The US Bureau of Democracy, Human Rights, and Labor of the US Department of State published a report on the human rights situation in Bangladesh titled Bangladesh 2021 Human Rights Report.
It focused on reported extrajudicial killings, enforced disappearances, arbitrary arrests of government critics and rights abuses against Rohingya refugees.
Referring to the US report, all mainstream media in Bangladesh have picked up on the issue and massively circulated it in the last couple of days while opposition political parties have slammed the government based on the report.
In reviewing the impacts of the report, the Foreign Ministry in its formal reaction has denied the charges and raised questions about the report’s credibility, saying it contains some factual errors and unconfirmed figures.

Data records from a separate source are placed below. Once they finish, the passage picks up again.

PR #829, opened 2017-06-21
Unblacklist one page from commons to check how automatic black listing work

Pchelolo:
To be deployed after https://github.com/wikimedia/change-propagation/pull/189

cc @wikimedia/services


gwicke:
LGTM.

eevans:
👍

Underlining that Bangladesh is a country of over 167 million people with “enormous people-centric development,” the statement noted that the US report was critical about the status of the prohibition of forced labor but “didn’t highlight how Bangladesh is progressively realizing labor rights.”
The report came from a side that ratified only two out of eight fundamental conventions of the International Labor Organization (ILO), whereas Bangladesh ratified all eight conventions, it added.
The statement also said the tendency to impose the values of a few select countries like lesbian, gay, bisexual and transgender (LGBT) rights and same sex marriage in the name of human rights violations was “regrettable” and uncalled for.
“No act of arrest by the law enforcement agencies goes unaccountable bypassing the magistrate of the court,” the statement said.
“In each case, the magistrate decides whether an arrest is lawful or not. Therefore, the law enforcers don’t enjoy the immunity of commissioning ‘Arbitrary Arrest,'” it added
On the Rohingya rights abuses mentioned in the US report, the statement added that the US surprisingly mentioned a few Rohingya cases without adequate acknowledgement that Bangladesh “continues to remain supportive of an environment respectful of the basic rights and well-being of Rohingyas, despite not being a party to the 1951 Convention” relating to the Status of Refugees.